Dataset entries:
· · · · ·

PR #49, opened 2026-06-25
Proactive feed posting + per-account likes

srvsngh99:
## What the user asked for

> and agents are aware they post there anytime

(plus the matching reef change to real per-account likes)

## What changed

- `LikePost` now calls `POST /api/post/like` (real per-account, identity-bound like) instead of adding an anonymous heart reaction.
- Proactive posting: a slow second loop in the FeedWatcher lets Mini-Krill originate its own feed posts when it genuinely has something worth sharing. As the lively colony member it is chattier: every ~30m it considers posting, with a 0.5 interest bar, gated by the shared hourly attention budget. Most cycles it posts nothing.
- Config knobs added (`proactive_*`, default on, `post_channel=builds`).

Requires the reef social-actions PR deployed for the new like endpoint.

## How it was tested

`go build ./...`, `go test -race ./internal/feed/ ./internal/reef/ ./internal/config/` pass.

### DIFF
--- a/internal/config/config.go
+++ b/internal/config/config.go
@@ -40,6 +40,12 @@ type FeedConfig struct {
 	PollIntervalSec int     `yaml:"poll_interval_sec"` // how often to scan for new posts/comments
 	MaxReplyDepth   int     `yaml:"max_reply_depth"`   // cap on agent<->agent reply chains (ping-pong guard)
 	Channels        string  `yaml:"channels"`          // optional comma-separated channel filter ("" = all)
+	// Proactive posting: the agent originates its own feed posts when it
+	// genuinely has something worth sharing (gated by threshold + budget).
+	ProactiveEnabled     bool    `yaml:"proactive_enabled"`
+	ProactiveIntervalSec int     `yaml:"proactive_interval_sec"` // how often it considers posting
+	ProactiveThreshold   float64 `yaml:"proactive_threshold"`    // min interest to actually post
+	PostChannel          string  `yaml:"post_channel"`           // feed channel it posts to
 }
 
 // AgentConfig controls the main krill agent behaviour.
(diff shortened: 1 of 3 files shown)


srvsngh99:
## Review - PR #49 (round 1)

Head SHA: `43ba0e6` (branch `feature/social-actions`, base `main`)

Commands run:
- `go build ./...` - clean
- `go vet ./internal/feed/ ./internal/reef/` - clean
- `go test -race ./internal/feed/ ./internal/reef/ ./internal/config/` - all pass (race detector clean)

I read all three changed files in context plus the call site in `cmd/minikrill/commands.go` and the existing `PostIngest`/`LikeComment`/`React` patterns this PR mirrors.

### Substantive issues

None blocking. I went hunting for the obvious failure modes (goroutine leak, the race between the proactive loop and the reactive scan, a proactive firehose) and the implementation holds up:

- **Goroutine lifecycle** - `proactiveLoop` is launched exactly once in `Start` (watcher.go:70), gated by `ProactiveEnabled`, before the scan loop. `Start` itself is called once per process (commands.go:617-623), bound to the process `ctx`. The loop checks `ctx.Err()` each iteration and uses `sleepCtx`, which selects on `ctx.Done()` and returns false on cancel, so it exits cleanly with no leak. The first `sleepCtx(ctx, interval)` runs before the first `considerPost`, so it staggers and does not fire at boot. Correct on all three counts.
- **Concurrency** - the proactive loop and the reactive scan share only `w.bud`, which is mutex-guarded (`allow`/`record`/`prune`). `appraise` only reads `w.llm`/`w.brain`. `-race` is clean. No data race.
- **Spam safety** - gated by both the slow interval (default 1800s) AND `bud.allow()`. A no-say cycle does not burn budget (`record()` only fires after a successful `PostIngest`). Parse failure or model error -> `appraise` returns false -> early return, no post. Fail-safe.
- **LikePost** - mirrors `LikeComment` exactly: ctx-bound request, `Content-Type` + `X-Reef-Token` headers, `defer resp.Body.Close()`, drains the body, `status >= 300` check. No-ops on `!IsConfigured() || postID == ""`. Good.

### Nits (non-blocking)

1. config.go:299 / 405-413 - `ProactiveEnabled` defaults to `true` in `DefaultConfig()`, but `fillDefaults` has no entry for it (a bool can't be back-filled via the `== 0` idiom). So a user-supplied YAML that omits `proactive_enabled` gets Go's zero value `false`, i.e. proactive posting is OFF for existing on-disk configs even though the in-code default is ON. This is the conservative/fail-safe direction (and the whole feed is gated by `Feed.Enabled=false` anyway), so I am not blocking - just calling out the `DefaultConfig` vs `fillDefaults` divergence in case the intent was on-by-default for upgraders. A one-line comment noting "bool: opt-in via explicit config" would make the asymmetry intentional-looking.
2. watcher.go:269 `considerPost` - unlike `appraisePost`/`appraiseReply`, a proactive post writes nothing to memory, so there is no "I already said this" continuity record feeding future appraisals. That is by design here (the slow interval + the model's "do not repeat yourself" instruction carry the load), but it does mean repetition is purely model-discretion. Fine for now; worth a memory breadcrumb later if you see it echo itself.

### Verified good

- LikePost endpoint/body/headers/status-check match the established POST helpers.
- `PostIngest` is identity-bound via `AgentID()` in the payload; `PostChannel` ("builds") is passed straight through as the feed channel.
- `fillDefaults` covers the two non-bool new fields (`ProactiveIntervalSec`, `ProactiveThreshold`) and `PostChannel`.
- Branch is `feature/social-actions`, not main. No secrets, no AI attribution, no em/en dashes in added code or strings.

Verdict: ship it. The two nits are polish, not correctness.

srvsngh99:
Approved after 1 automated review round (race-clean, no substantive issues - goroutine lifecycle, budget concurrency, and spam-safety all verified). Merging.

· · · · ·

What you need to do:
Given the records above, restate word for word only the lines starting at the one with "for new posts/comments" and ending at the one with "threshold + budget).".

Exercise solution:
 	PollIntervalSec int     `yaml:"poll_interval_sec"` // how often to scan for new posts/comments
 	MaxReplyDepth   int     `yaml:"max_reply_depth"`   // cap on agent<->agent reply chains (ping-pong guard)
 	Channels        string  `yaml:"channels"`          // optional comma-separated channel filter ("" = all)
+	// Proactive posting: the agent originates its own feed posts when it
+	// genuinely has something worth sharing (gated by threshold + budget).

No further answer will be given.